Exhibit 5.2

The Original Bark Company
221 Canal Street
New York, NY 10013
| Re: | 2025 Convertible Notes Issued by BarkBox, Inc. |
Ladies and Gentlemen:
We have acted as special counsel to The Original BARK Company, a Delaware corporation (“BARK”), BarkBox, Inc., a Delaware corporation (“Legacy BARK”), BarkPark, LLC, a Delaware limited liability company (“Park”), BarkRetail, LLC, a Delaware limited liability company (“Retail”), Bark International, LLC, a Delaware limited liability company (“International”), and The Original Bark Company Pty Ltd, an Australian proprietary limited company (“Original”) in connection with the filing of a registration statement (the “Registration Statement”) under the Securities Act of 1933, as amended (the “Act”), on Form S-1 with the Securities and Exchange Commission (the “Commission”), for the purpose of, among other things, registering under the Act the resale by the noteholders named in the prospectus contained in the Registration Statement (the “Prospectus”) of up to $75,000,000 aggregate principal amount of 5.50% convertible senior notes due 2025 issued by Legacy BARK (the “Notes”) and the related guarantees of the Notes (the “Guarantees”) by each of BARK, Park, Retail, International, and Original (collectively, the “Guarantors”).
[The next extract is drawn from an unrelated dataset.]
PR #264, opened 2018-10-29
Typo fixed in docs: strict_gherking->strict_gherkin

sliwinski-milosz:


youtux:
Thanks @sliwinski-milosz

The Notes and Guarantees have been issued under an Indenture dated as of November 27, 2020 by and among Legacy BARK, the Guarantors, and U.S. Bank National Association, a national banking association, as trustee (in such capacity as trustee, the “Trustee”), as amended by that certain Supplemental Indenture No. 1 dated as of April 20, 2021, and as further amended by that certain Supplemental Indenture No. 2 dated as of June 2, 2021 (as amended, the “Indenture”).
In rendering the opinions expressed below, we have examined copies of (and our opinions are limited to): (i) the Registration Statement; (ii) the Prospectus; (iii) the Indenture; (iv) the form of the Notes; (v) the form of the Guarantees as set forth in the Indenture; and (vi) and such other documents, consents, corporate filings, certificates and records as we have deemed necessary or appropriate as a basis for the opinions set forth herein in our limited capacity as special counsel.